DOI: 10.1093/ckj/sfae140
Abstrakt: Background: Albuminuria could potentially emerge as a novel marker of congestion in acute heart failure. However, the current evidence linking albuminuria and congestion in patients with congestive heart failure (CHF) remains somewhat scarce. This study aimed to evaluate the prevalence of albuminuria in a cohort of patients with CHF, identify the independent factors associated with albuminuria and analyse the correlation with different congestion parameters.
Methods: This is a subanalysis of the Spanish Cardiorenal Registry, in which we enrolled 864 outpatients with heart failure and a value of urinary albumin:creatinine ratio (UACR) at the first visit.

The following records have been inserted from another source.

PR #367, opened 2019-11-13
Multi domain cert/key support

alabiaga:


alabiaga:
closing..local files in incorrect golang project structure.

PR #380, opened 2019-12-19
Bump dependency on github.com/go-acme/lego to v3.2.0 to get rid of indirect dependency on a now-unknown code commit

gabbifish:
This PR bumps github.com/go-acme/lego to v3.2.0 to fix the indirect dependency on a now-unavailable revision:
```
go: finding github.com/labbsr0x/goh v0.0.0-20190417202808-8b16b4848295
go: github.com/labbsr0x/goh@v0.0.0-20190417202808-8b16b4848295: unknown revision 8b16b4848295
```

cc @twifkak


gabbifish:
@googlebot I signed it!

twifkak:
I have more to learn about go modules. Why is the original one failing? I see that commit hash [`8b16b4848295`](https://github.com/labbsr0x/goh/commit/8b16b4848295) still exists, but I don't know if that means the go version `v0.0.0-20190417202808-8b16b4848295` still does.

When I ran `go get -v -x github.com/labbsr0x/goh@v0.0.0-20190417202808-8b16b4848295` from a different go package, I got these errors:
```
# get https://proxy.golang.org/github.com/@v/v0.0.0-20190417202808-8b16b4848295.info: 410 Gone (1.479s)
# get https://proxy.golang.org/github.com/labbsr0x/@v/v0.0.0-20190417202808-8b16b4848295.info: 410 Gone (1.623s)
```

And those URLs turn up even weirder errors:

```
not found: github.com@v0.0.0-20190417202808-8b16b4848295: unrecognized import path "github.com" (parse https://github.com/?go-get=1: no go-import meta tags ())
not found: github.com/labbsr0x@v0.0.0-20190417202808-8b16b4848295: invalid github.com/ import path "github.com/labbsr0x"
```

I'd thought it might have to do with the `v0.0.0` label, but it seems that's some sort of sentinel "don't look for a tag" label, given that e.g. `github.com/golang/snappy` is getting along fine with a `v0.0.0` label even though it doesn't have such a tag.

Anyway, understanding all that may be a problem for another day.

gabbifish:
@twifkak this also really confuses me. If this were a direct dependency, I would have `go get`-ted the missing dependency at that exact hash, but since this is an indirect dependency, I can't really do that, I think. 

I fumbled around trying to find a satisfactory answer for a bit, but so far I haven't found one...

twifkak:
Oh, BTW, thanks for fixing this!

PR #382, opened 2020-01-17
Add Forwarded headers to the fetch request.

### LINKED ISSUE #260: Include limited `Forwarded` in fetch request
Setting the [`Forwarded` header](https://developer.mozilla.org/en-US/docs/Web/HTTP/Headers/Forwarded) in its entirety would increase the risk of [over-signing](https://wicg.github.io/webpackage/draft-yasskin-http-origin-signed-responses.html#seccons-over-signing); however, it seems like only the `for` directive of that header is a concern; the others (`by`, `host`, and `proto`) seem okay in all but the most unusual cases [1]. Perhaps just `host` and `proto` since those are safest and what's really needed by most backend servers.

Consider also sending the legacy headers [`X-Forwarded-Host`](https://developer.mozilla.org/en-US/docs/Web/HTTP/Headers/X-Forwarded-Host) and [`X-Forwarded-Proto`](https://developer.mozilla.org/en-US/docs/Web/HTTP/Headers/X-Forwarded-Proto).

[Previous discussion](https://github.com/ampproject/amppackager/pull/256#issuecomment-471048404).

[1] Wild hypothesizing here: perhaps some software-defined networking thing that spawns a new virtual network interface for each session.

twifkak:
To be cautious re: privacy/security, specify only host. Note that this
changes behavior for anybody who was previously including "Forwarded" or
"X-Forwarded-Host" in their ForwardedRequestHeaders in the config.

Fixes #260.

### DIFF
--- a/packager/signer/signer_test.go
+++ b/packager/signer/signer_test.go
@@ -183,6 +183,8 @@ func (this *SignerSuite) TestSimple() {
 	this.Assert().Equal(fakePath, this.lastRequest.URL.String())
 	this.Assert().Equal(userAgent, this.lastRequest.Header.Get("User-Agent"))
 	this.Assert().Equal("1.1 amppkg", this.lastRequest.Header.Get("Via"))
+	this.Assert().Equal(`host="example.com"`, this.lastRequest.Header.Get("Forwarded"))
+	this.Assert().Equal("example.com", this.lastRequest.Header.Get("X-Forwarded-Host"))
 	this.Assert().Equal(http.StatusOK, resp.StatusCode, "incorrect status: %#v", resp)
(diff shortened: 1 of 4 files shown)


packager/signer/signer_test.go
```diff
@@ -183,6 +183,8 @@ func (this *SignerSuite) TestSimple() {
 	this.Assert().Equal(fakePath, this.lastRequest.URL.String())
 	this.Assert().Equal(userAgent, this.lastRequest.Header.Get("User-Agent"))
 	this.Assert().Equal("1.1 amppkg", this.lastRequest.Header.Get("Via"))
+	this.Assert().Equal(`host="example.com"`, this.lastRequest.Header.Get("Forwarded"))
```
banaag: Could you add a test that has other parameters apart from host?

Results: The median age was 74 years, 549 (63.5%) were male and 438 (50.7%) had a reduced left ventricular ejection fraction. A total of 350 patients (40.5%) had albuminuria. Among these patients, 386 (33.1%) had a UACR of 30-300 mg/g and 64 (7.4%) had a UACR >300 mg/g. In order of importance, the independent variables associated with higher UACR were estimated glomerular filtration rate determined by the Chronic Kidney Disease Epidemiology Collaboration equation ( R 2  = 57.6%), systolic blood pressure ( R 2  = 21.1%), previous furosemide equivalent dose (FED; R 2  = 7.5%), antigen carbohydrate 125 (CA125; R 2  = 6.1%), diabetes mellitus ( R 2  = 5.6%) and oedema ( R 2  = 1.9%). The combined influence of oedema, elevated CA125 levels and the FED accounted for 15.5% of the model's variability.

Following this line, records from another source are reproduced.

PR #399, opened 2020-02-27
Do not log an OCSP error in case of cert renewal

shigeki:
An old ocsp cache causes a parse error of
```
Error computing OCSP midpoint: Parsing OCSP: no response matching the supplied certificate
```
when the cert is renewed and the process is restarted. 
Do not log it in its initialization.


banaag:
LGTM but wait for feedback from twifkak@ as well.

PR #402, opened 2020-03-05
Updated Dockerfiles for consumer and renewer

banaag:
Updated Dockerfiles for consumer and renewer to use multi-stage and reduce docker image sizes from 2GB to 12.3MB

### DIFF
--- a/deploy/gcloud/Dockerfile.renewer
+++ b/deploy/gcloud/Dockerfile.renewer
@@ -12,25 +12,60 @@
 # See the License for the specific language governing permissions and
 # limitations under the License.
 
+# Used https://medium.com/@chemidy/create-the-smallest-and-secured-golang-docker-image-based-on-scratch-4752223b7324
+# as a guide.
+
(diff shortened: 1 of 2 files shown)


deploy/gcloud/Dockerfile.renewer
```diff
@@ -12,25 +12,60 @@
...
 EXPOSE 8080
 
+ENV PATH=$PATH:.
+
 # Start the AMP Packager
 ENTRYPOINT ["amppkg"]
 
-# Set default flags to run in development mode.
+# Set default flags to run in autorenew cert mode.
 CMD ["-autorenewcert", "-config=/renewer/amppkg_renewer.toml"]
```
twifkak: Have you considered making this inherit from Dockerfile.consumer to reduce duplication?

banaag: Certainly possible but decided to keep them separate for now until everything settles down. We may revisit for a future PR.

Conclusions: In patients with chronic stable heart failure, the prevalence of albuminuria is high. The risk factors of albuminuria in this population are chronic kidney disease and hypertension. Congestion parameters are also associated with increased albuminuria.
Competing Interests: M.J.S. and J.N. are members of the CKJ editorial board.
(© The Author(s) 2024. Published by Oxford University Press on behalf of the ERA.)